:: Task inputs ::

Issue #213, opened 2025-01-19
[CMake] Don't pull massive 3rd party dependencies via CMAKE by default


Robert-M-Muench:
See: https://discord.com/channels/1291501630973415474/1328824444009054291/1330582239721029735

CLAY is announced as non-dependency lib, but pulls a ton of 3rd party dependencies via CMAKE, which pollutes/conflicts other projects using CLAY.

Make all those dependencies, like SDL3, optional or guard them.

Robert-M-Muench:
The main culprit on my side was that I used *SDL3* as the CMAKE target name, and CLAY uses *SDL*.

It would make sense to list the target names in the build section. And maybe be more specific if it's SDL3 or SDL2.

nicbarker:
Hello, thanks for opening this issue 👋
Could you give me a little more detail on what you're trying to achieve here?
Clay doesn't have a "build" per se, given that the library itself is a single file with no dependencies.
The `CMakeLists.txt` in the base of the repo is just for building the examples, but in your own project I think it just makes sense to pull in clay.h and not much else 🙂

Robert-M-Muench:
Yes, I understand.

The thing is when you are working on a bigger project using CMAKE. What you usually do is something like this:

```cmake
FetchContent_Declare(
        clay
        GIT_REPOSITORY https://github.com/nicbarker/clay.git
        GIT_TAG main
)
FetchContent_MakeAvailable(clay)
```
This makes it super simple to have CLAY available, the IDE finding all necessary files, etc.

In bigger projects it's more convenient to use CMAKE for all the dependencies that adding a single .h file manually. Further, it simplifies using specific release-/tag-versions.

Even CLAY being a single-header-only thing, I think it makes sense to provide a CMAKE compatible way of including it via *FetchContent_Declare*.

pope:
Is the answer to create an OPTION that only builds examples if the option is set to true?

```cmake
option(CLAY_BUILD_EXAMPLES "Build example programs" OFF)

# ...

if(CLAY_BUILD_EXAMPLES)
  add_subdirectory("examples/cpp-project-example")
  # ...
endif()
```

nicbarker:
This has been implemented in #216, thanks for the work everyone!

PR #216, opened 2025-01-20
[CMake] Make Examples Optional in CMAKE

CJFEdu:
Makes including the examples optional.  SDL2/SDL3 specifically have long download/build times.  If they aren't being used, then this can dramatically speed up build times.

### DIFF
--- a/CMakeLists.txt
+++ b/CMakeLists.txt
@@ -3,21 +3,38 @@ project(clay)
 
 list(APPEND CMAKE_MODULE_PATH "${CMAKE_CURRENT_SOURCE_DIR}/cmake")
 
-option(CLAY_INCLUDE_EXAMPLES "Build examples" OFF)
+option(CLAY_INCLUDE_ALL_EXAMPLES "Build all examples" OFF)
+option(CLAY_INCLUDE_DEMOS "Build video demo and website" ON)
+option(CLAY_INCLUDE_CPP_EXAMPLE "Build C++ example" OFF)
+option(CLAY_INCLUDE_RAYLIB_EXAMPLES "Build raylib examples" OFF)
+option(CLAY_INCLUDE_SDL2_EXAMPLES "Build SDL 2 examples" OFF)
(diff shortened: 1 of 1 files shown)


FintasticMan:
I'm not sure I understand what use case exists for running CMake with the flag disabled... The only thing the CMake project does is compile the examples, so with it disabled, CMake does nothing at all.

CJFEdu:
I'm not a CMAKE expert by any means, so I could be doing the following wrong.  I'm using FetchContent to add Clay to my project.  This adds the examples, which then adds all the dependencies. 

That being said, this was just a quick solution to my specific problem.  A more practical solution would probably be to have the option take a string to allow you to select which example you want to build.  For example, someone that only wants to build the Raylib example shouldn't be required to download and build both versions of SDL.

Robert-M-Muench:
See #213 same problem, same suggestion.

nicbarker:
Thanks for figuring this out! I'm fine with this as long as we flip the default option to `ON`, as I think it could be confusing if someone clones the repo and can't figure out why the examples won't build by default.

CJFEdu:
I added an update that makes the CMAKE build options more granular.  I set build all examples to OFF as a default since downloading all of SDL 2 and 3 seems excessive.  Instead, the demo from the video and the website are turned on by default.

These options should probably be included in the ReadMe somewhere, but I wasn't sure where the logical place to put it would be.

nicbarker:
Sorry about the back and forth, but I think it would be best if we left the examples `ON` by default with the option to switch them off, both to prevent confusion and also because we build the examples through github actions on PRs to make sure they work 🙂

Robert-M-Muench:
That's OK as well. As long as there is a way I can use the CMAKE stuff and configure it somehow to only use the CLAY code.

CJFEdu:
@nicbarker  Done.

nicbarker:
Looks good to me, thanks for the work here! 🙂

PR #232, opened 2025-01-28
[Renderers/SDL2] Don't take addresses of temporaries.

radiant64:
Fixes compilation errors when including the renderer in C++ sources.


FintasticMan (commented):
The extra block isn't needed, as it doesn't affect the lifetime of the `rect` variable.

radiant64:
> The extra block isn't needed, as it doesn't affect the lifetime of the `rect` variable.

You're absolutely right about that; removed.

PR #234, opened 2025-01-28
Clay__defaultMaxMeasureTextWordCacheCount is not used

Christian-Schl:
The Clay__defaultMaxMeasureTextWordCacheCount is not use in the function Clay_Initialize. By now for the WordCacheCount value was element count * 2. This Mr fix it and use the correct variable for init the context. 

Without the changes Clay_Initialize can fail for non default values calculated by Clay_MinMemorySize

Thx


nicbarker:
Thanks for reporting this! It appears that great minds think alike, and https://github.com/nicbarker/clay/pull/233 was just merged that makes the same change 🙂

PR #236, opened 2025-01-29
Define CLAY_IMPLEMENTATION in Jetbrains IDE

monodop:
[`__JETBRAINS_IDE__`](https://blog.jetbrains.com/clion/2017/02/clion-2017-1-eap-debugger-fixes-ide-macros-and-new-cmake/) is defined within Jetbrains editors like CLion and Rider. This is only defined inside the IDE, and does not affect builds, so we can use it to enable `CLAY_IMPLEMENTATION` to improve debugging & intellisense in this environment. I'm not sure if other IDEs have similar macros, but I figured we could start with this one.

Before:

:::

### About this exercise
Find how many lines of the listing include the word "doesn", and state that number by itself.

### Exercise result
3